TASK DIRECTIONS: There is one span to output from the data below: the lines starting at the line with "More cleanup in" and ending at the line with "Closing this in favour of #345". Output it exactly, ends included, nothing more.

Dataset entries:

········

PR #416, opened 2024-01-07
Add option to hide host text + Translate API tags

Pietrodjaowjao:


Pietrodjaowjao:
Please review, you can remove the pt-br translation so it wont bug crowdin.

Pietrodjaowjao:
ig it can be merged now

Pietrodjaowjao:
> ig it can be merged now

@Tommy-XL

0xDrMoe:
Is this automatic translation? I don't think it should be automatic because some translators don't want it to be in their language. They want just English.

Pietrodjaowjao:
> Is this automatic translation? I don't think it should be automatic because some translators don't want it to be in their language. They want just English.

Nope, i'm brazilian so i know exactly what to put, there's also a error in the original pt-br translation.

Sponsor for some reason is 'Tradutor', it should be 'Patrocinador'

Pietrodjaowjao:
If it doens't bug crowdin, i can put the translations again if you want

Pietrodjaowjao:
If the translator don't want it to be their languague, they can simply leave the original text in translations file.

PR #228, opened 2022-04-20
Bump substrate to polkadot-v0.9.19

echevrier:
Changes because of substrate:
- Add Transactional Error
- Module specific error value of ModuleError has changed

### DIFF
--- a/node-api/src/error.rs
+++ b/node-api/src/error.rs
@@ -121,7 +121,7 @@ impl RuntimeError {
                 error,
                 message: _,
             }) => {
-                let error = metadata.error(index, error)?;
+                let error = metadata.error(index, error[0])?;
                 Ok(Self::Module(PalletError {
                     pallet: error.pallet().to_string(),
                     error: error.error().to_string(),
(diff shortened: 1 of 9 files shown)


node-api/src/error.rs
```diff
@@ -121,7 +121,7 @@ impl RuntimeError {
                 error,
                 message: _,
             }) => {
-                let error = metadata.error(index, error)?;
+                let error = metadata.error(index, error[0])?;
                 Ok(Self::Module(PalletError {
```
echevrier, line 125: ModuleError has changed https://github.com/paritytech/substrate/blob/580ebae17fa30082604f1c9720f6f4a1cfe95b50/primitives/runtime/src/lib.rs#L476
But it seems that 0 value of error corresponds to the previous index

haerdib: For documentation purpose, relevant PR: https://github.com/paritytech/substrate/pull/10242

haerdib (approved):
LGTM. Only one uncertainity: As the substrate-api-client is used by others as well, should we merge the polkadot branch into the master? Or leave it as a branch?

@clangenb what's your opinion?

@echevrier can you rename the branhc (or create a new one, doesn't matter for me) to polkadot-v0.9.19 ? We should keep the naming consistent with substrate

PR #242, opened 2022-05-16
More cleanup in the examples to make it more lean

ivanceras:
- remove the `example_` prefix of all the examples
- hard code the url endpoint and remove the `cli.yml` and the code for getting the url in each of the examples to make it more lean
- remove deprecated code
- Remove the executable permission of some files that don't need to be executable: `Cargo.toml`, `README.md`, license.


haerdib:
@clangenb what do you think about this PR? I agree with the code smell, but that one can be fixed with a common function.

clangenb:
Hmmm, i agree with @ivanceras point that the examples should not be configurable. However, we did use the examples for some utility stuff with remote chains sometimes.

How about, we accept the PR and implement instead a simple 'substrate-api-cli'? This would probably be much more useful.

haerdib:
Created an issue https://github.com/scs/substrate-api-client/issues/308.

@ivanceras that's a green light for this PR. Sorry for the long wait. Do you have the time to get this PR up to date? If not, as it's been quite some time, I can take over.

haerdib:
Closing this in favour of #345

PR #244, opened 2022-05-17
[exrinsics] make generic over signed extra

clangenb:
This is to make the extrinsics truly generic over the signed extra, which can now be completely configured outside this crate if needed


echevrier (approved):
LGTM

PR #248, opened 2022-06-01
[extrinsicParams] Make `GenericExtra` generic over tip

clangenb:
With this change, I could successfully use the asset tips in the encointer-client without significant changes. 🥳


echevrier (approved):
LGTM

PR #249, opened 2022-06-02
Use substrate latest docker image to run node in CI

### LINKED ISSUE #204: Use `parity/substrate:latest` docker image in CI.
This will reduce the amount the CI runs by 25 minutes. It also seems to track the latest substrate master branch.

Instead of building the substrate node ourselves, we should just run the examples against the docker image.

This whole build-step can be removed: https://github.com/scs/substrate-api-client/blob/03251c4332c5b7fa4d952f772ba4469db1b824b7/.github/workflows/ci.yml#L55

And here we can use the docker image: https://github.com/scs/substrate-api-client/blob/03251c4332c5b7fa4d952f772ba4469db1b824b7/.github/workflows/ci.yml#L127

murerfel:
Use `parity/substrate:latest` to run a node for the examples. Remove the build step where we build our own node template.

Closes #204

### DIFF
--- a/.github/workflows/ci.yml
+++ b/.github/workflows/ci.yml
@@ -86,7 +86,7 @@ jobs:
 
       - name: Run latest node
         run: |
-          docker run -p 127.0.0.1:9944:9944 parity/substrate:latest --dev &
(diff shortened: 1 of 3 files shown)


haerdib:
Closing this in favour of #293

PR #250, opened 2022-06-03
Remove unnecessary calls to to_string() to improve performance.

Niederb:
The function showed up on some of my benchmarks therefore it is at least somewhat relevant to performance.
We could also change the API to use &str but that would be a breaking API change


clangenb (approved):
Nice!

clangenb:
@Niederb we have a fmt issue.

Niederb:
@clangenb Let's try again... fingers crossed

PR #252, opened 2022-06-13
Add Check_Non_Zero to additionalSigned

echevrier:


clangenb (approved):
Cool, looks good to me! As the tests run fine, this does not make a difference.

Hence, I assume that the `()` is simply being skipped in the scale-codec, which kind of makes sense.

PR #253, opened 2022-06-21
Make node-api `no_std` compatible

### LINKED ISSUE #190: make `node-api` `no_std` compatible
I have peeked (1.5h) into making the `node-api` stuff no_std compatible. It should be possible, but implies some rewriting of the code:

* The core change would be handling `PortableForm` differently. This is kind of hard now, as it behaves differently in `std` and `no_std`, hence the surrounding code, needs to be able to handle that.

However, strictly `no_std` is not possible either, as `sp-io`, which lies at the very bottom of the `substrate` deps, assumes wasm in `no_std`, which means it will not compile to `std`, without its `std` feature.

The nice thing is, if the `node-api` is `no_std` compatible, we can make many features no-std compatible of the api-client.

I reckon the overall effort to be a day for that (me doing it). It might be worth to try.

clangenb:
* Closes #190 

This went more smoothly than I thought. Only a few trade-offs were necessary:

* Can't derive `Error` for the errors in `node-api`.
* A few types don't derive debug in `no_std`.

Slight bummer:
* While we essentially can handle the metadata in `no_std` no. We have currently no way of easily passing/decoding it in the enclave because the necessary derives are not there upstream: https://github.com/paritytech/frame-metadata/issues/39


primitives/src/extrinsic_params.rs
```diff
@@ -198,7 +199,7 @@ where
     pub fn using_encoded<R, F: FnOnce(&[u8]) -> R>(&self, f: F) -> R {
         self.0.using_encoded(|payload| {
             if payload.len() > 256 {
-                f(&blake2_256(payload)[..])
+                f(&BlakeTwo256::hash(payload)[..])
```
clangenb, line 202: `no_std` compatibility exists only in this form.

node-api/Cargo.toml
```diff
@@ -6,20 +6,45 @@ edition = "2021"
...
-sp-core = { version = "6.0.0", git = "https://github.com/paritytech/substrate.git", branch = "master" }
-sp-runtime = { version = "6.0.0", git = "https://github.com/paritytech/substrate.git", branch = "master" }
+frame-support = { version = "4.0.0-dev",  default-features = false, git = "https://github.com/paritytech/substrate.git", branch = "master" }
+frame-system = { version = "4.0.0-dev", default-features = false, git = "https://github.com/paritytech/substrate.git", branch = "master" }
+sp-core = { version = "6.0.0", default-features = false, features = ["full_crypto"], git = "https://github.com/paritytech/substrate.git", branch = "master" }
+sp-std = { version = "4.0.0-dev", default-features = false, git = "https://github.com/paritytech/substrate.git", branch = "master" }
+sp-runtime = { version = "6.0.0", default-features = false, git = "https://github.com/paritytech/substrate.git", branch = "master" }
+
+# need to add this for `no_std`
+sp-application-crypto = { version = "6.0.0", default-features = false, git = "https://github.com/paritytech/substrate.git", branch = "master", features = ["full_crypto"] }
```
haerdib, line 29: Is this alright to not add this to the std feature as std?

node-api/src/error.rs
```diff
@@ -23,92 +23,55 @@ use crate::{
...
+
+#[cfg(not(feature = "std"))]
+use alloc::string::{String, ToString};
+
+#[cfg(not(feature = "std"))]
+use sp_std::vec::Vec;
 
 /// Error enum.
-#[derive(Debug, Error)]
+#[derive(Debug, From)]
```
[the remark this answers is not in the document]
haerdib: Wholeheartedly agreed.

node-api/src/error.rs
```diff
@@ -23,92 +23,55 @@ use crate::{
...
+use derive_more::From;
 use sp_core::crypto::SecretStringError;
 use sp_runtime::{transaction_validity::TransactionValidityError, DispatchError, ModuleError};
-use thiserror::Error;
+
+#[cfg(not(feature = "std"))]
+use alloc::string::{String, ToString};
+
+#[cfg(not(feature = "std"))]
+use sp_std::vec::Vec;
```
haerdib, line 34: in `node-api/src/lib.rs` you're using the alloc vec. Would probably make sense to stay consistent.

node-api/src/metadata.rs
```diff
@@ -25,57 +25,59 @@ use frame_metadata::{
...
-use frame_support::serde::Serialize;
 use scale_info::{form::PortableForm, Type, Variant};
 use sp_core::storage::StorageKey;
-use std::{collections::HashMap, convert::TryFrom};
+
+#[cfg(feature = "std")]
+use serde::Serialize;
+
+// We use `BTreeMap` because we can't use `HashMap` in `no_std`.
+use sp_std::collections::btree_map::BTreeMap;
```
haerdib, line 35: Could also be imported by alloc directly.

node-api/src/metadata.rs
```diff
@@ -25,57 +25,59 @@ use frame_metadata::{
...
+
+#[cfg(not(feature = "std"))]
+use alloc::{
+    string::{String, ToString},
+    vec,
+    vec::Vec,
+};
 
 /// Metadata error.
-#[derive(Debug, thiserror::Error)]
```
haerdib, line 34: Maybe add `From` here as well?

node-api/src/error.rs
```diff
@@ -23,92 +23,55 @@ use crate::{
...
-
-impl From<String> for Error {
-    fn from(error: String) -> Self {
-        Error::Other(error)
-    }
-}
-
 /// Runtime error.
-#[derive(Clone, Debug, Eq, Error, PartialEq)]
+#[derive(Clone, Debug, Eq, PartialEq)]
```
haerdib, line 60: Not sure if you left it out deliberately, but mby add `From` here as well? ?

haerdib (approved):
LGTM, small comments only. Thanks !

········

OUTPUT BELOW:
More cleanup in the examples to make it more lean

ivanceras:
- remove the `example_` prefix of all the examples
- hard code the url endpoint and remove the `cli.yml` and the code for getting the url in each of the examples to make it more lean
- remove deprecated code
- Remove the executable permission of some files that don't need to be executable: `Cargo.toml`, `README.md`, license.


haerdib:
@clangenb what do you think about this PR? I agree with the code smell, but that one can be fixed with a common function.

clangenb:
Hmmm, i agree with @ivanceras point that the examples should not be configurable. However, we did use the examples for some utility stuff with remote chains sometimes.

How about, we accept the PR and implement instead a simple 'substrate-api-cli'? This would probably be much more useful.

haerdib:
Created an issue https://github.com/scs/substrate-api-client/issues/308.

@ivanceras that's a green light for this PR. Sorry for the long wait. Do you have the time to get this PR up to date? If not, as it's been quite some time, I can take over.

haerdib:
Closing this in favour of #345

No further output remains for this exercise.